En « Lenguaje,  juicio  y  libertad  de  conciencia: Sobre  la  arquitectura  de  una  posición  intelectual » examiné cómo la libertad de conciencia depende de un vínculo constante entre lo que se percibe, lo que se dice y cómo se juzga.  Ese vínculo no se sostiene por sí solo.  Ver no asegura nombrar con precisión, y nombrar no asegura juzgar con claridad.  Cuando ese vínculo se rompe, el lenguaje deja de seguir a la experiencia y pasa a dirigirla.  Las palabras ya no vienen después de lo que ocurre; fijan de antemano lo que se debe ver, pensar o concluir.  En ese desplazamiento, la capacidad de juzgar por cuenta propia comienza a debilitarse, mucho antes de que se eludan los tribunales o se dejen de lado los derechos.

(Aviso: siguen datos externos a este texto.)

PR #17407, opened 2026-07-27
fix(web): correct dataset configuration page title and description

euvre:
### Summary

The dataset (knowledge base) configuration page showed incorrect copy:

- The page title was mistranslated as '下个配置' (zh) / 'Next configuration' (en). It is now '知识库配置' / 'Dataset configuration'.
- The page description wrongly referred to memory configuration ('在这里更新您的记忆配置，特别是大语言模型和提示词。'). It now correctly reads '在这里更新您的知识库配置，特别是大语言模型和提示词。'

Since the memory setting page shared the same `knowledgeConfiguration.titleDescription` key (where the memory wording was actually correct), a dedicated `memory.config.titleDescription` key (zh/en) was added and the memory setting page now uses it, so both pages show the correct text.

### DIFF
--- a/web/src/locales/en.ts
+++ b/web/src/locales/en.ts
@@ -350,6 +350,8 @@ Procedural Memory: Learned skills, habits, and automated procedures.`,
         action: 'Action',
       },
       config: {
+        titleDescription:
+          'Update your memory configuration here, particularly the LLM and prompts.',
         descriptionPlaceholder: 'Describe your memory',
         memorySizeTooltip: `Accounts for each message's content + its embedding vector (≈ Content + Dimensions × 8 Bytes).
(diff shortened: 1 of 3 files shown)


wangq8 (commented):
LGTM. Straightforward i18n fix.

Good call splitting the title-description key: the dataset config page and memory config page now each have their own `knowledgeConfiguration.titleDescription` and `memory.config.titleDescription` entries, so future edits to one won't accidentally affect the other.

The zh translations are correct: 知识库配置 for dataset and 记忆配置 for memory. The indentation-only changes in `memory-setting/index.tsx` are noisy but not harmful — consider running a formatter separately to keep future diffs minimal.

PR #17408, opened 2026-07-27
WIP (review after ingestion fully ready) Fix(ingestion): allow canonical file-family keys in Parser component params

euvre:
### Summary

CleanComponentParams dropped any param key not present in the DSL template ParamsDefaults, but the Parser component uses a per-filetype setups table whose keys are file families (pdf, docx, slides). Users can enable any family from the dataset settings UI even when the DSL template does not bake a default for it, so those keys were wrongly stripped during config cleaning.

This PR validates Parser param keys against the canonical family set (schema.ParserParam defaults) instead of the DSL template defaults, and makes BuildParserConfig treat the incoming family set as authoritative:
- Removed families are not resurrected from DSL defaults.
- Added families survive even without a DSL default.
- Per-family order_index is preserved.

Tests added:
- TestCleanComponentParams_ParserAcceptsUnknownFamilyKey - canonical family keys (e.g. slides) without a DSL default are kept.
- TestCleanComponentParams_ParserStillDropsUnknownParam - non-family keys on a Parser component are still dropped.
- TestBuildParserConfig_ParserFamilySetIsAuthoritative - replacing pdf with slides keeps the new family, drops the old one, and preserves order_index.
- TestBuildParserConfig_ParserWithoutOverrideKeepsDefaults - DSL defaults still apply when no Parser override is provided.

### DIFF
--- a/internal/ingestion/pipeline/pipeline_params.go
+++ b/internal/ingestion/pipeline/pipeline_params.go
@@ -6,15 +6,40 @@ import (
 
 	"ragflow/internal/common"
 	"ragflow/internal/entity"
+	"ragflow/internal/ingestion/component/schema"
 
 	"go.uber.org/zap"
 )
+
+// componentNameParser is the DSL component_name of the Parser component.
+// Unlike scalar-param components, its params map is a dynamic per-filetype
+// setups table keyed by file family (pdf, docx, slides, ...).
+const componentNameParser = "Parser"
+
+// parserFileFamilies is the canonical set of file-family keys the Parser
+// component accepts in its setups table. Built-in DSL templates only bake
+// the subset of families each pipeline enables by default, but users can
+// enable any family from the dataset settings UI, so family keys are
+// validated against this set instead of the DSL defaults.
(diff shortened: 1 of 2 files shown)


wangq8 (commented):
LGTM. Solid fix with excellent test coverage.

The core insight — that Parser params are keyed by file families rather than DSL-baked defaults — is correct, and the solution is well-structured:

- `parserFileFamilies` initialized from `schema.ParserParam` provides the canonical key set.
- `CleanComponentParams` now special-cases Parser components to accept canonical family keys even when absent from DSL defaults.
- `BuildParserConfig` + `buildParserComponentConfig` correctly make the incoming family set authoritative: removed families stay removed, added families survive, and per-family fields merge with DSL defaults.
- Four well-targeted tests cover the key behaviors.

One small suggestion: `buildParserComponentConfig` could benefit from a brief comment explaining why non-family defaults are carried forward while family defaults are dropped when absent from overrides — the intent is clear from the code but a sentence would help future readers.

PR #17409, opened 2026-07-27
Fix: go back to previous page when last card on the last page is deleted

euvre:
### Summary

On the dataset / chat / search / agent / memory card list pages, pagination state is stored in the URL (`?page=N`). After deleting the last card on the last page, the delete mutation only invalidated the current page query, so the now-empty page was refetched while the URL page number stayed unchanged. The list then fell into the "not created" empty state, and the content only reappeared after a manual refresh (with the page size reset to the default).

This PR adds a shared `useGoToPreviousPageOnEmpty` hook in `web/src/hooks/logic-hooks.ts`: when the loaded list is empty and the current page is greater than 1, it automatically navigates back to the previous page while preserving the current page size. The hook is wired into all five card list pages (datasets, chats, searches, agents, memories).


wangq8 (commented):
LGTM. Simple and effective UX fix.

The `useGoToPreviousPageOnEmpty` hook is well-scoped and cleanly integrated across all five card list pages. The bail-out conditions (`!loading`, `listLength === 0`, `current > 1`) prevent false positives during initial loads.

One thing to keep an eye on: the `useEffect` dependency includes `pagination` and `setPagination` (reference types). If `useGetPaginationWithRouter` ever returns new object references on each render, this hook would fire unnecessarily. It doesn't appear to be an issue with the current implementation, but worth noting for future refactors.

dcc123456 (approved):

PR #17410, opened 2026-07-27
Fix: agent list owner filter not applied

euvre:
### Summary

Filtering agents by owner (team member) on the Agents page had no effect: selecting a teammate (e.g. `zzz`) still returned all of the caller's own agents. Both the Python and Go backends produced a flawed visibility predicate.

**Root cause:**

- **Python** (`api/db/services/canvas_service.py`, `UserCanvasService.get_by_tenant_ids`): the WHERE clause was `(user_id IN (owner_ids) AND permission = 'team') OR user_id = <current user>`. The unconditional `OR user_id = <current user>` always mixed in every canvas owned by the caller, regardless of the requested `owner_ids`.
- **Go** (`internal/dao/user_canvas.go`, `UserCanvasDAO.ListByTenantIDs`): the DAO tried to add a guarding `user_canvas.user_id IN (owner_ids)` condition via `Where(condDB, "user_canvas.user_id IN ?", ownerIDs)`. However, GORM's `BuildCondition` silently drops the remaining string/value arguments when the first argument is a `*gorm.DB`, so the guarding condition never made it into the SQL and the query degenerated to the same flawed predicate as Python.

Verified with a GORM DryRun:

```
OLD:   WHERE ((user_id IN (?) AND permission = ?) OR user_id = ?) AND (permission = ? OR user_id = ?)  -- guard lost
FIXED: WHERE user_id IN (?) AND (permission = ? OR user_id = ?)
```

**Fix:** both backends now use the single predicate `user_id IN (owner_ids) AND (permission = 'team' OR user_id = <current user>)`:

- When no `owner_ids` are passed, the effective set is all authorized tenants plus the caller, so behavior is identical to before.
- When specific owners are selected, results are correctly restricted to those owners (their team-shared canvases; the caller's own canvases only when the caller is among the selected owners).

Also deduplicated the repeated predicate in the Python keywords / non-keywords branches into a single `owner_filter` expression.

**Validation:** `ruff check` / `ruff format --check` pass; `go vet ./internal/dao/` passes; SQL semantics verified via GORM DryRun.

### DIFF
--- a/api/db/services/canvas_service.py
+++ b/api/db/services/canvas_service.py
@@ -148,21 +148,18 @@ class UserCanvasService(CommonService):
             cls.model.canvas_category,
             cls.model.tags,
         ]
+        owner_filter = cls.model.user_id.in_(joined_tenant_ids) & ((cls.model.permission == TenantPermission.TEAM.value) | (cls.model.user_id == user_id))
         if keywords:
             agents = (
                 cls.model.select(*fields)
                 .join(User, on=(cls.model.user_id == User.id))
                 .where(
-                    (((cls.model.user_id.in_(joined_tenant_ids)) & (cls.model.permission == TenantPermission.TEAM.value)) | (cls.model.user_id == user_id)),
+                    owner_filter,
                     (fn.LOWER(cls.model.title).contains(keywords.lower())),
                 )
             )
         else:
-            agents = (
-                cls.model.select(*fields)
-                .join(User, on=(cls.model.user_id == User.id))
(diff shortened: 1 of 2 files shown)


wangq8 (commented):
LGTM. Clean fix with a well-documented root cause analysis.

The Python side deduplication via `owner_filter` is tidy and the Go fix correctly splits the `IN` clause into its own `Where` call to work around GORM's `BuildCondition` behavior. The new predicate `user_id IN (owner_ids) AND (permission = team OR user_id = current_user)` is semantically correct for both backends.

One minor observation: the Go SELECT column indentation change (tabs → mixed) is purely cosmetic and could have been a separate commit, but it doesn't affect functionality.

Issue #17284, opened 2026-07-23
[Task] Add token-usage in response for go model provider


Haruko386:
#### Todo list
- [x] OpenAI #17698 #17787
- [x] Anthropic #17775
- [x] Google Gemini #17775
- [x] xAI #17700
- [x] DeepSeek #17289 #17787
- [x] ZhipuAI #17289  #17700
- [x] Moonshot #17413 #17698 #17787
- [x] Minimax #17413 #17698 #17787
- [x] Aliyun qwen #17423 #17696
- [x] VolcEngine  #17423 #17700
- [x] HuggingFace #17697
- [x] Nivida #17643 #17787
- [x] OpenRouter #17509 #17698
- [x] SiliconFlow  #17787
- [x] Gitee #17509 #17697
- [x] Ollama #17698
- [x] vllm #17700
- [x] LM-studio #17697
- [x] Baidu #17413 #17696
- [ ] ~~FishAudio~~
- [x] localai #17697
- [x] baichuan #17455 #17696
- [x] jina  #17509 #17697
- [x] mistral #17413 #17698
- [x] stepfun #17521 #17699
- [x] cohere #17455
- [x] togetherAI #17699
- [x] Upstage #17699
- [x] novitaai #17455 #17698
- [ ] replicate
- [ ] Voyage-ai
- [x] Deep-infra #17696
- [x] LongCat #17480 #17558 #17787
- [x] minerU
- [ ] paddle ocr
- [x] model-scope #17698
- [x] Xinference #17700
- [x] azure-openai #17696
- [x] Xunfei Spark #17700
- [x] Cometapi #17696
- [x] GPUStack #17697
- [x] 302.ai #17696
- [ ] DeerAPI
- [x] jiekou.ai #17509 #17697
- [ ] Open data loader
- [x] n1n.ai #17698
- [x] astraflow #17696
- [x] avian #17696
- [x] ragcon #17699
- [x] OrcaRouter #17455 #17699
- [x] perplexity #17699
- [x] FuturMix #17696
- [x] TokenHub #17699
- [x] PPIO #17699
- [x] HunYuan #17509 #17697
- [x] Groq #17574 #17787
- [x] TokenPony #17699
- [x] bedrock #17775
- [ ] Google Vertex
- [ ] DataBricks
- [ ] Azure Anthropic
- [ ] MLX Server
- [ ] docling
- [ ] unstructured.io
- [x] xiaomi  #17700
- [x] Huawei #17423 #17697
[...]

PR #17413, opened 2026-07-27
Go: add token usage for baidu, minimax, moonshot and mistral

Haruko386:
### Summary

As title, related to #17284


Haruko386:
got some problem with `Minimax`, I shall fix it later

PR #17415, opened 2026-07-27
fix: show resolved embedding model display name in dataset list

euvre:
### Summary

The dataset list API (`GET /api/v1/datasets`) returned the raw `knowledgebase.embd_id` value. When a dataset's embedding model is stored as a tenant_model reference, this value is a 32-char hex tenant_model ID, so the knowledge base selector in the UI displayed an unreadable ID (e.g. `e21f824a8f8749b88d5a4d7d50eabe`) instead of the concrete model name.

This PR mirrors the memory list behavior: the tenant_model ID is resolved to its `modelName@instance@provider` display name (e.g. `BAAI/bge-m3@s-1@SILICONFLOW`) when building the dataset list response.

Changes:
- Export `ResolveTenantModelDisplayName` in `internal/service/memory.go` so both the memory list and the dataset list share a single resolution path.
- Add `TenantEmbdID` to `KnowledgebaseListItem` and select `knowledgebase.tenant_embd_id` in `GetByTenantIDs`.
- In `ListDatasets`, resolve `embedding_model` to the display name with a per-request cache, falling back to the raw value when resolution fails or the value is already a `name@provider` string; a hex `embd_id` without `tenant_embd_id` is also resolved directly.

### DIFF
--- a/internal/dao/kb.go
+++ b/internal/dao/kb.go
@@ -182,6 +182,7 @@ func (dao *KnowledgebaseDAO) GetByTenantIDs(ctx context.Context, db *gorm.DB, te
 			knowledgebase.language, knowledgebase.description, knowledgebase.tenant_id,
 			knowledgebase.permission, knowledgebase.doc_num, knowledgebase.token_num,
 			knowledgebase.chunk_num, knowledgebase.parser_id, knowledgebase.embd_id,
+			knowledgebase.tenant_embd_id,
 			user.nickname, user.avatar as tenant_avatar, knowledgebase.update_time`).
 		Joins("LEFT JOIN user ON knowledgebase.tenant_id = user.id").
 		Where("((knowledgebase.tenant_id IN ? AND knowledgebase.permission = ?) OR knowledgebase.tenant_id = ?) AND knowledgebase.status = ?",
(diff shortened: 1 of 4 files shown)


wangq8 (commented):
LGTM. This correctly resolves tenant model IDs to human-readable display names in the dataset list, matching the existing memory list behavior.

**What works well:**
- `ResolveTenantModelDisplayName` is properly exported (uppercase) and shared between both the memory list and dataset list, avoiding code duplication.
- Per-request `modelNameCache` avoids redundant DB lookups when multiple datasets share the same embedding model — same pattern already proven in `ListMemories`.
- `TenantEmbdID` is added to both the DAO query and the entity struct — correct schema alignment.
- Edge cases handled:
  - `kb.TenantEmbdID` is nil → `ptrStringValue` returns `""`, then falls through to hex ID fallback
  - `kb.EmbdID` is a 32-char hex without a separate `tenant_embd_id` → direct resolution attempt via `isHexID`
  - Resolution fails → falls back to raw `embd_id` value (graceful degradation)
  - Value already in `name@provider` format → `ResolveTenantModelDisplayName` returns it as-is (early return on `@` check)

No regressions, no new issues introduced. ✅

Lynn-Inf (approved):
LGTM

Cuando la percepción queda moldeada de antemano, el juicio deja de operar por sí mismo.  La hostilidad deja de aparecer como una ruptura y se presenta como una conclusión contenida en la forma en que se dicen las cosas.  Un vecino pasa a ser “uno de ellos.”  Un desacuerdo pasa a ser “un ataque.”

Las sociedades hablan con facilidad del odio, pero rara vez se preguntan dónde empieza.  Cuando la violencia se hace visible, el impulso es encontrar a alguien a quien culpar.  El tirano parece suficiente.  Sin embargo, esa explicación tranquiliza más de lo que aclara.  Encierra la responsabilidad en individuos y deja intacto lo que la hizo posible:  frases repetidas, etiquetas aceptadas, palabras que ya no se cuestionan.

Es necesaria una distinción.  Ver con claridad no es odiar.  Nombrar la brutalidad no es resentimiento, sino claridad.  Decir “este acto destruye una vida” sigue siendo una descripción.  El odio comienza cuando la persona queda reducida a algo que debe ser eliminado.  Quien habla de ese modo adopta el mismo lenguaje que afirma rechazar.

Las ideologías que organizan la hostilidad no surgen de forma aislada.  Cambian de nombre, pero comparten una regla:  las personas definen quiénes son expulsando a otros.  Donde esa regla se impone, la dignidad humana deja de funcionar como medida común.  La vida pública se divide entre quienes pertenecen y quienes no.  El nazismo en Europa, el chavismo en Venezuela, el movimiento MAGA en Estados Unidos y diversas formas de teocracia muestran cómo poblaciones enteras pasan a hablar de otros como enemigos y a tratar esa división como necesaria para el orden o la pureza.

Lo que aparece en Trump no es nuevo.  Es lo que ya no necesita ocultarse.

Una vez que esta forma de hablar se afianza, deja de estar contenida en líderes o doctrinas.  Se extiende.  Algunos la repiten por convicción.  Otros la repiten para evitar problemas, para encajar o para protegerse.  El lenguaje cambia.  Las palabras dejan de señalar a personas y pasan a asignarles un lugar.  El adversario se convierte en una amenaza; la amenaza en alguien a quien despreciar.  Una persona deja de ser llamada por su nombre y pasa a ser designada por una etiqueta:  “ilegal,” “traidor,” “infiel,” “enemigo.”

Aparece entonces otra confusión.  En nombre de la comprensión, algunos describen a quienes defienden esas ideas como incomprendidos o heridos.  Esta postura aparenta equilibrio, pero desplaza la atención hacia quienes ejercen poder y la aleja de quienes viven bajo él.

Esta confusión se apoya en un hábito de pensamiento más profundo.  A menudo se explica la violencia señalando heridas personales o situaciones de exclusión.  Hay algo de verdad en ello.  Pero cuando se aplica sin límite, disuelve la responsabilidad.  Todos son vulnerables.  No todos participan en el daño organizado.  Eso exige decisiones, palabras repetidas y personas dispuestas a actuar.

Aquí aparece la diferencia entre ética y moralismo.  El moralismo clasifica a las personas en buenas y malas.  La ética examina qué permite que ciertas acciones ocurran y se extiendan.  No convierte al adversario en un monstruo, pero tampoco excusa lo que se hace.

Quienes sufren las consecuencias rara vez aparecen en estos argumentos.  No pertenecen a bandos ni a consignas.  Son quienes deben vivir con lo que otros deciden:  la familia obligada a desplazarse, el trabajador excluido, la persona que aprende a guardar silencio.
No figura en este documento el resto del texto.